Whenever the word "access" turns up in a line below, that line should be copied.
** Opening Supplied records block **
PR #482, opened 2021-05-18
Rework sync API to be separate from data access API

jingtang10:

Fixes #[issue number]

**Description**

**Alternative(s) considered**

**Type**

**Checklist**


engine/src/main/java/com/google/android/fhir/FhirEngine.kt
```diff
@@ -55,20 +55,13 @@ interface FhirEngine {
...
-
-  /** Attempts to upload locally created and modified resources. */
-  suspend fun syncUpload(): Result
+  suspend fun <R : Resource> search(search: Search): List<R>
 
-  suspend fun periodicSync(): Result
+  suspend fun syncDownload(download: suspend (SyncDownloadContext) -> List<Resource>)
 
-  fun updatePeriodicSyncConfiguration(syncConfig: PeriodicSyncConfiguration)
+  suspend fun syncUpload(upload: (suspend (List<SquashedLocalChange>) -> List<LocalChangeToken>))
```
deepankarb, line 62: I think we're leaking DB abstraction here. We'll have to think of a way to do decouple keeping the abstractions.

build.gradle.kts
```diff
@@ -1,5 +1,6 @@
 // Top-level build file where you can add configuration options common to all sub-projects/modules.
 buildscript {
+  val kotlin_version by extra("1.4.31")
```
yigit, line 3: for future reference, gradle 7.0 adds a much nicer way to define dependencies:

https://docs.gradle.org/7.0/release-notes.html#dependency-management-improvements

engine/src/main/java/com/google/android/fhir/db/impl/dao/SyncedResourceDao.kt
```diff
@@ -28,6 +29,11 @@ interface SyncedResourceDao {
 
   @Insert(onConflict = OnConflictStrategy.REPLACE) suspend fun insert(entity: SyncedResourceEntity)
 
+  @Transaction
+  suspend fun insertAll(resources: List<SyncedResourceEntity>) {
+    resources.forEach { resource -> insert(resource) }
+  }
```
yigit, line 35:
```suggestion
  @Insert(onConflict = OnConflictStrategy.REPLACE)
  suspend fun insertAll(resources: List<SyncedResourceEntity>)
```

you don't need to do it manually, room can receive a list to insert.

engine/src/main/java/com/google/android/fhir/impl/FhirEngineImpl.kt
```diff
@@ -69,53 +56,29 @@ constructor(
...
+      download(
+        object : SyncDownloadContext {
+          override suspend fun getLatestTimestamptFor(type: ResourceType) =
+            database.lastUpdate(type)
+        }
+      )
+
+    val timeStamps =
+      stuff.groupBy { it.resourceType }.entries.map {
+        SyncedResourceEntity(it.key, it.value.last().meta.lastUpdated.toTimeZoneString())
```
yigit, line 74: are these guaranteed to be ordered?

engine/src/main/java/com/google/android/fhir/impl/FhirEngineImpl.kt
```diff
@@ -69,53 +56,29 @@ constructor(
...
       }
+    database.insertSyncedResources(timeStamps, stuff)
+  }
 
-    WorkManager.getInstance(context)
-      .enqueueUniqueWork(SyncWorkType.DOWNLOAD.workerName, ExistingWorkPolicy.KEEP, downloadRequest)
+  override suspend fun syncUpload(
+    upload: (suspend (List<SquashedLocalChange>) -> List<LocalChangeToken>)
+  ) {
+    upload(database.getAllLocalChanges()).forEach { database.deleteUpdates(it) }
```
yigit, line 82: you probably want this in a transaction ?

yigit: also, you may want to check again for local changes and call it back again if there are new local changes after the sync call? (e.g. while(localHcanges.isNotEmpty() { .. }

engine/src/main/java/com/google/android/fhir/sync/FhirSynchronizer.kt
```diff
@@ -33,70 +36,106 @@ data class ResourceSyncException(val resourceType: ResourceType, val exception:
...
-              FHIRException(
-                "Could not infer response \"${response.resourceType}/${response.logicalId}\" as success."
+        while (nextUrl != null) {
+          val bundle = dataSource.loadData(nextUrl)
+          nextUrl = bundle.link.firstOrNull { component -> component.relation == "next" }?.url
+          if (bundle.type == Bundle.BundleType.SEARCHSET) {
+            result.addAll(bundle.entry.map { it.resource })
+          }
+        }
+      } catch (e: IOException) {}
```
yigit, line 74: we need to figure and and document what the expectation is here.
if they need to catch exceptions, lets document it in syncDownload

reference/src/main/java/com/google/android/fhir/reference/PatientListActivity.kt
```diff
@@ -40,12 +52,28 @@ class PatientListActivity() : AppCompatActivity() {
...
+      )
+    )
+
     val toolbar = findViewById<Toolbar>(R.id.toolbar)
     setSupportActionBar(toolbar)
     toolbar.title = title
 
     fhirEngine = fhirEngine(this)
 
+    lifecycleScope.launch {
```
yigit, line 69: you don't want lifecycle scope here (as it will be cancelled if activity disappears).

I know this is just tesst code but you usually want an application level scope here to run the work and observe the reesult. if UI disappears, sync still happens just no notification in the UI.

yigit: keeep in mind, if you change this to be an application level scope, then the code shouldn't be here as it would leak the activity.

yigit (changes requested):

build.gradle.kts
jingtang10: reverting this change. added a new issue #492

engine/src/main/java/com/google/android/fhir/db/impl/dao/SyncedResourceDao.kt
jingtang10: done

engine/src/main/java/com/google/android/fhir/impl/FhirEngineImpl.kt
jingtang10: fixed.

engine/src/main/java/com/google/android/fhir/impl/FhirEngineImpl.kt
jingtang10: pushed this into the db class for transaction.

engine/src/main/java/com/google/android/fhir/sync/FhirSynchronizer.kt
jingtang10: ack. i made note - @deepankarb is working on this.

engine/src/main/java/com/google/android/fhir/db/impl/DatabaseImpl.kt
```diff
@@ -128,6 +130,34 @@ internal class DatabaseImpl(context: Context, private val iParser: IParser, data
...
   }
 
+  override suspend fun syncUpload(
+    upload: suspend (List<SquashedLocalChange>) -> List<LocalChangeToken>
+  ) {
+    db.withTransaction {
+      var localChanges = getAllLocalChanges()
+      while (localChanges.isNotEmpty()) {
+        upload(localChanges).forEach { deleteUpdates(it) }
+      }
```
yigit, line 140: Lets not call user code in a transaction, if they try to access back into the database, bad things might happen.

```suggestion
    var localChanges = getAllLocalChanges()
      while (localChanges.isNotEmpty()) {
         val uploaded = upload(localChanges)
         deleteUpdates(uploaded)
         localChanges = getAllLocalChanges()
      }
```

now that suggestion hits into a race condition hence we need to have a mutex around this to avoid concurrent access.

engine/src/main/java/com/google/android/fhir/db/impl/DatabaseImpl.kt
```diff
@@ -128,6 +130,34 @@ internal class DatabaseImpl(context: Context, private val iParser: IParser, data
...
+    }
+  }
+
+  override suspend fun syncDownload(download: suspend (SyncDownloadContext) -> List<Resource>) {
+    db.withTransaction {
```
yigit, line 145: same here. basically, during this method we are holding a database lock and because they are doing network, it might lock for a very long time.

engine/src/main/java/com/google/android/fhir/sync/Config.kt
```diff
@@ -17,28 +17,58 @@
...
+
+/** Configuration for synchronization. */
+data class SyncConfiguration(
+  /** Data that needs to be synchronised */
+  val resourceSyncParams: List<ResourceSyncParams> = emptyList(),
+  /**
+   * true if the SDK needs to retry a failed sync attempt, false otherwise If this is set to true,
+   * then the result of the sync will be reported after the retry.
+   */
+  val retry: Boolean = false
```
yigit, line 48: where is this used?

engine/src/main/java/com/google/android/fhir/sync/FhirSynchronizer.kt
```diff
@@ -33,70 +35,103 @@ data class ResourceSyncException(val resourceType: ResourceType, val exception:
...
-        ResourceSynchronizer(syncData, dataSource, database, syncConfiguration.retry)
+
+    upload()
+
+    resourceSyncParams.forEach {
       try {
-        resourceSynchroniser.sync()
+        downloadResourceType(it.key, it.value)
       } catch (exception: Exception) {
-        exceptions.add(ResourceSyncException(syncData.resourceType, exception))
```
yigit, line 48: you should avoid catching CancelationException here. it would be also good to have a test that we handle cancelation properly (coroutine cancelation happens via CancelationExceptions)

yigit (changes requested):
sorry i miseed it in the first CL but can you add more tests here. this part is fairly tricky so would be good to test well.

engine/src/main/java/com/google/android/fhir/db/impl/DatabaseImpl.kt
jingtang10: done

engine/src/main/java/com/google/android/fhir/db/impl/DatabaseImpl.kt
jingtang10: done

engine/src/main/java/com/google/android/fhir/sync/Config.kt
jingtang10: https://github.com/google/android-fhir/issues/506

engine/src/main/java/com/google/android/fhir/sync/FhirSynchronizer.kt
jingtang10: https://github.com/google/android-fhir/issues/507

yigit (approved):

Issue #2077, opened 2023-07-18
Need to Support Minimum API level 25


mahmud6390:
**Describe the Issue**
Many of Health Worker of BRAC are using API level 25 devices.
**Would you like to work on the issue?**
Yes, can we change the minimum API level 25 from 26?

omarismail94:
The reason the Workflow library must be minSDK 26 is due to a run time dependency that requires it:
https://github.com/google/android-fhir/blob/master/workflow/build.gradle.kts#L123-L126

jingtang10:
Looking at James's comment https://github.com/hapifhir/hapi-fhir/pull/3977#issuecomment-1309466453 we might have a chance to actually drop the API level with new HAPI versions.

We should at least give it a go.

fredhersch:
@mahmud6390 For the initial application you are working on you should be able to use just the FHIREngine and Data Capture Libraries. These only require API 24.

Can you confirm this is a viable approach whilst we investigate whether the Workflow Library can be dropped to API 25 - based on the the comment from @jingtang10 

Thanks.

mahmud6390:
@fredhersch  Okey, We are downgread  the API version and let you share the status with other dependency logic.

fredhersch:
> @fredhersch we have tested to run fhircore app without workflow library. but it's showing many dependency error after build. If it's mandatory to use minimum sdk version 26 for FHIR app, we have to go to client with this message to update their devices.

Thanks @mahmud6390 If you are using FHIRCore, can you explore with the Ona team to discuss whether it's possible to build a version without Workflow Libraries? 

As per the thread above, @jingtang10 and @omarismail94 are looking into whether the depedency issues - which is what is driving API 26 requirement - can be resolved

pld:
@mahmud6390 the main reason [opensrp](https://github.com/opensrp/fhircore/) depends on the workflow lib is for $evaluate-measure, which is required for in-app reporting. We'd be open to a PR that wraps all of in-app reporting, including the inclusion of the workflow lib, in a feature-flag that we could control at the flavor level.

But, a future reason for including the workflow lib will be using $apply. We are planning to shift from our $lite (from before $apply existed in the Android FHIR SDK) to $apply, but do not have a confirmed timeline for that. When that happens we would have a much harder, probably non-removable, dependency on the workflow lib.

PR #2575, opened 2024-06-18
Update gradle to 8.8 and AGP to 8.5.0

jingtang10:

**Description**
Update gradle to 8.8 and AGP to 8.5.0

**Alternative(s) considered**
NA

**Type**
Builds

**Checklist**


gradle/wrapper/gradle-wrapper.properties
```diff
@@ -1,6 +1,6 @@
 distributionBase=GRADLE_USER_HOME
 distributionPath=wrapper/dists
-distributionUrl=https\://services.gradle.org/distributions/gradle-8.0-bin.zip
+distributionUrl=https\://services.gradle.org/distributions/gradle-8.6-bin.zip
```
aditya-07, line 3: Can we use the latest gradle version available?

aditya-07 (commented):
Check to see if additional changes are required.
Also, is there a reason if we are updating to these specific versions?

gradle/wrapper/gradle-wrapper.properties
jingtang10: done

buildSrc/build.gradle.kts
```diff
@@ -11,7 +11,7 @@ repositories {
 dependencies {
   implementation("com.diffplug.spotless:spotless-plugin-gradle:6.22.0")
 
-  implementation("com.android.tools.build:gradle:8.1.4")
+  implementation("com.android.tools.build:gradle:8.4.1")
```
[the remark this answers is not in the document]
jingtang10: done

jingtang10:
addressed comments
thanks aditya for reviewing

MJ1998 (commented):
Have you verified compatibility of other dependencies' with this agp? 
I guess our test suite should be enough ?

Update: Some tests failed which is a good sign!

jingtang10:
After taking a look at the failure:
** Closing Supplied records block **
* [Completed task]:
Rework sync API to be separate from data access API
yigit, line 140: Lets not call user code in a transaction, if they try to access back into the database, bad things might happen.
now that suggestion hits into a race condition hence we need to have a mutex around this to avoid concurrent access.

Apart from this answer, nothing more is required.